> [Stored data]
-----

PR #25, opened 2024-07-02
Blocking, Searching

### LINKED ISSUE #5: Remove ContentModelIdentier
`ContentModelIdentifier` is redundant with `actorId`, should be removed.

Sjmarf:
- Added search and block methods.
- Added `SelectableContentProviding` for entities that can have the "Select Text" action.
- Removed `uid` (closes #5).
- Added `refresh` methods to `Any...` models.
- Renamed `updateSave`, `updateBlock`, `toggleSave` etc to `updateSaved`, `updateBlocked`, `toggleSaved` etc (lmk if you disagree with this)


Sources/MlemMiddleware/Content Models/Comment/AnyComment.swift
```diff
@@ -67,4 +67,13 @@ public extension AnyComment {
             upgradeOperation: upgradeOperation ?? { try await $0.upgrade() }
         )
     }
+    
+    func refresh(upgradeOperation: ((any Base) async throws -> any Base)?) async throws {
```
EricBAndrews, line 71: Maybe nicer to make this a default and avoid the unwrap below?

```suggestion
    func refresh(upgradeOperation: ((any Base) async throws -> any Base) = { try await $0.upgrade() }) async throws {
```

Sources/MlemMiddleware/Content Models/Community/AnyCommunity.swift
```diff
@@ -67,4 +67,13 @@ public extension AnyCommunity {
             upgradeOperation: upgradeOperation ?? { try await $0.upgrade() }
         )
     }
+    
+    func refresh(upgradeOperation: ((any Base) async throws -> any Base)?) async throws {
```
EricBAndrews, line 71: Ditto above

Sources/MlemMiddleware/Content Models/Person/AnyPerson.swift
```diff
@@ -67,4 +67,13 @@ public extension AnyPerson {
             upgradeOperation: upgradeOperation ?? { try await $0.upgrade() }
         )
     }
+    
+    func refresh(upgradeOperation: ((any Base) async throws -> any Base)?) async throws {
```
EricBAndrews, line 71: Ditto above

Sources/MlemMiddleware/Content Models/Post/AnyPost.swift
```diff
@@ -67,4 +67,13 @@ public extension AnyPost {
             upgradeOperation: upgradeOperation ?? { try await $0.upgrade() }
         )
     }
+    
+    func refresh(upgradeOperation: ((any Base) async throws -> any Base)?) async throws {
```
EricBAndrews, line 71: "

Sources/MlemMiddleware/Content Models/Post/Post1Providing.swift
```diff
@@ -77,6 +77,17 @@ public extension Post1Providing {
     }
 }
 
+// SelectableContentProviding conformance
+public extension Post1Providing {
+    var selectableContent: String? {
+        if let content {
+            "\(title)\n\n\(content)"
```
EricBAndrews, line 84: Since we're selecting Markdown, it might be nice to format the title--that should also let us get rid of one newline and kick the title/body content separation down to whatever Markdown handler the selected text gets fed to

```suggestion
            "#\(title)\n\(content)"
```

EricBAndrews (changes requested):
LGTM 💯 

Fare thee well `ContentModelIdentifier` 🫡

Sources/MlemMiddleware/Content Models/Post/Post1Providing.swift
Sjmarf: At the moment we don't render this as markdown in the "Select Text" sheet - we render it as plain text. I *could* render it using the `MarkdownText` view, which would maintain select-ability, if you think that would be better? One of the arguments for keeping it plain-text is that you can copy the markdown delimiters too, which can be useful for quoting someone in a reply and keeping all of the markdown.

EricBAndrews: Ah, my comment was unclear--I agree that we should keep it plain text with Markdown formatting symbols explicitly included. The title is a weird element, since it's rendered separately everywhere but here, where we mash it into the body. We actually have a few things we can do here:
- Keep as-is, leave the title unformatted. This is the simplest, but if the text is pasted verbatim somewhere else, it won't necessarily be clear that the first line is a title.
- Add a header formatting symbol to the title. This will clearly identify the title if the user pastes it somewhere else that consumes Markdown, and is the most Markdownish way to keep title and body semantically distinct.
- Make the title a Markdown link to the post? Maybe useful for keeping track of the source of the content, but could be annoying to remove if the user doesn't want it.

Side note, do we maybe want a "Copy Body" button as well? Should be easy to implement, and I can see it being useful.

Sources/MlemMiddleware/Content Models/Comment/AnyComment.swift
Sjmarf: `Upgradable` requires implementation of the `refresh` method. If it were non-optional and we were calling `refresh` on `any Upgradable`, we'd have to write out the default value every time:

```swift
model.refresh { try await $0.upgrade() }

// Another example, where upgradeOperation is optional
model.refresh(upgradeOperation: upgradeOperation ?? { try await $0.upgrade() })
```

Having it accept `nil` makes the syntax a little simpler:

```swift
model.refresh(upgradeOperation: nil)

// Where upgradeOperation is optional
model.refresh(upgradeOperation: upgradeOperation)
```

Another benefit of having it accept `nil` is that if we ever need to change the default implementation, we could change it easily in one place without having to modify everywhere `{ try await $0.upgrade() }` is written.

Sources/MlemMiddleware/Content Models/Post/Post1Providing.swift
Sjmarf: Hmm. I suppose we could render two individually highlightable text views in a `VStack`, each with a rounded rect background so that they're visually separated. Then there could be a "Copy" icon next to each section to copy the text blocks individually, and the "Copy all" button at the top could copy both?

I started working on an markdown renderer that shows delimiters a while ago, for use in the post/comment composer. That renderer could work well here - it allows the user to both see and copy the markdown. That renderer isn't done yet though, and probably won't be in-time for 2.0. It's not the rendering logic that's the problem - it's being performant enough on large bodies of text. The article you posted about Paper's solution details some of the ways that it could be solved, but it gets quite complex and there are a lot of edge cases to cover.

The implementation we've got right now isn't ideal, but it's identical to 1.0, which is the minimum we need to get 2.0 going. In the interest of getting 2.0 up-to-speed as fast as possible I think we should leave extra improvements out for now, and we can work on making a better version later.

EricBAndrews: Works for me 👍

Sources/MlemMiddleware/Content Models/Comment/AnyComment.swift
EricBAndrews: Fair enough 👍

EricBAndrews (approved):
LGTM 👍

-----

> [Assignment] Write out every entry verbatim.

> [Output]
PR #25, opened 2024-07-02
Blocking, Searching

### LINKED ISSUE #5: Remove ContentModelIdentier
`ContentModelIdentifier` is redundant with `actorId`, should be removed.

Sjmarf:
- Added search and block methods.
- Added `SelectableContentProviding` for entities that can have the "Select Text" action.
- Removed `uid` (closes #5).
- Added `refresh` methods to `Any...` models.
- Renamed `updateSave`, `updateBlock`, `toggleSave` etc to `updateSaved`, `updateBlocked`, `toggleSaved` etc (lmk if you disagree with this)


Sources/MlemMiddleware/Content Models/Comment/AnyComment.swift
```diff
@@ -67,4 +67,13 @@ public extension AnyComment {
             upgradeOperation: upgradeOperation ?? { try await $0.upgrade() }
         )
     }
+    
+    func refresh(upgradeOperation: ((any Base) async throws -> any Base)?) async throws {
```
EricBAndrews, line 71: Maybe nicer to make this a default and avoid the unwrap below?

```suggestion
    func refresh(upgradeOperation: ((any Base) async throws -> any Base) = { try await $0.upgrade() }) async throws {
```

Sources/MlemMiddleware/Content Models/Community/AnyCommunity.swift
```diff
@@ -67,4 +67,13 @@ public extension AnyCommunity {
             upgradeOperation: upgradeOperation ?? { try await $0.upgrade() }
         )
     }
+    
+    func refresh(upgradeOperation: ((any Base) async throws -> any Base)?) async throws {
```
EricBAndrews, line 71: Ditto above

Sources/MlemMiddleware/Content Models/Person/AnyPerson.swift
```diff
@@ -67,4 +67,13 @@ public extension AnyPerson {
             upgradeOperation: upgradeOperation ?? { try await $0.upgrade() }
         )
     }
+    
+    func refresh(upgradeOperation: ((any Base) async throws -> any Base)?) async throws {
```
EricBAndrews, line 71: Ditto above

Sources/MlemMiddleware/Content Models/Post/AnyPost.swift
```diff
@@ -67,4 +67,13 @@ public extension AnyPost {
             upgradeOperation: upgradeOperation ?? { try await $0.upgrade() }
         )
     }
+    
+    func refresh(upgradeOperation: ((any Base) async throws -> any Base)?) async throws {
```
EricBAndrews, line 71: "

Sources/MlemMiddleware/Content Models/Post/Post1Providing.swift
```diff
@@ -77,6 +77,17 @@ public extension Post1Providing {
     }
 }
 
+// SelectableContentProviding conformance
+public extension Post1Providing {
+    var selectableContent: String? {
+        if let content {
+            "\(title)\n\n\(content)"
```
EricBAndrews, line 84: Since we're selecting Markdown, it might be nice to format the title--that should also let us get rid of one newline and kick the title/body content separation down to whatever Markdown handler the selected text gets fed to

```suggestion
            "#\(title)\n\(content)"
```

EricBAndrews (changes requested):
LGTM 💯 

Fare thee well `ContentModelIdentifier` 🫡

Sources/MlemMiddleware/Content Models/Post/Post1Providing.swift
Sjmarf: At the moment we don't render this as markdown in the "Select Text" sheet - we render it as plain text. I *could* render it using the `MarkdownText` view, which would maintain select-ability, if you think that would be better? One of the arguments for keeping it plain-text is that you can copy the markdown delimiters too, which can be useful for quoting someone in a reply and keeping all of the markdown.

EricBAndrews: Ah, my comment was unclear--I agree that we should keep it plain text with Markdown formatting symbols explicitly included. The title is a weird element, since it's rendered separately everywhere but here, where we mash it into the body. We actually have a few things we can do here:
- Keep as-is, leave the title unformatted. This is the simplest, but if the text is pasted verbatim somewhere else, it won't necessarily be clear that the first line is a title.
- Add a header formatting symbol to the title. This will clearly identify the title if the user pastes it somewhere else that consumes Markdown, and is the most Markdownish way to keep title and body semantically distinct.
- Make the title a Markdown link to the post? Maybe useful for keeping track of the source of the content, but could be annoying to remove if the user doesn't want it.

Side note, do we maybe want a "Copy Body" button as well? Should be easy to implement, and I can see it being useful.

Sources/MlemMiddleware/Content Models/Comment/AnyComment.swift
Sjmarf: `Upgradable` requires implementation of the `refresh` method. If it were non-optional and we were calling `refresh` on `any Upgradable`, we'd have to write out the default value every time:

```swift
model.refresh { try await $0.upgrade() }

// Another example, where upgradeOperation is optional
model.refresh(upgradeOperation: upgradeOperation ?? { try await $0.upgrade() })
```

Having it accept `nil` makes the syntax a little simpler:

```swift
model.refresh(upgradeOperation: nil)

// Where upgradeOperation is optional
model.refresh(upgradeOperation: upgradeOperation)
```

Another benefit of having it accept `nil` is that if we ever need to change the default implementation, we could change it easily in one place without having to modify everywhere `{ try await $0.upgrade() }` is written.

Sources/MlemMiddleware/Content Models/Post/Post1Providing.swift
Sjmarf: Hmm. I suppose we could render two individually highlightable text views in a `VStack`, each with a rounded rect background so that they're visually separated. Then there could be a "Copy" icon next to each section to copy the text blocks individually, and the "Copy all" button at the top could copy both?

I started working on an markdown renderer that shows delimiters a while ago, for use in the post/comment composer. That renderer could work well here - it allows the user to both see and copy the markdown. That renderer isn't done yet though, and probably won't be in-time for 2.0. It's not the rendering logic that's the problem - it's being performant enough on large bodies of text. The article you posted about Paper's solution details some of the ways that it could be solved, but it gets quite complex and there are a lot of edge cases to cover.

The implementation we've got right now isn't ideal, but it's identical to 1.0, which is the minimum we need to get 2.0 going. In the interest of getting 2.0 up-to-speed as fast as possible I think we should leave extra improvements out for now, and we can work on making a better version later.

EricBAndrews: Works for me 👍

Sources/MlemMiddleware/Content Models/Comment/AnyComment.swift
EricBAndrews: Fair enough 👍

EricBAndrews (approved):
LGTM 👍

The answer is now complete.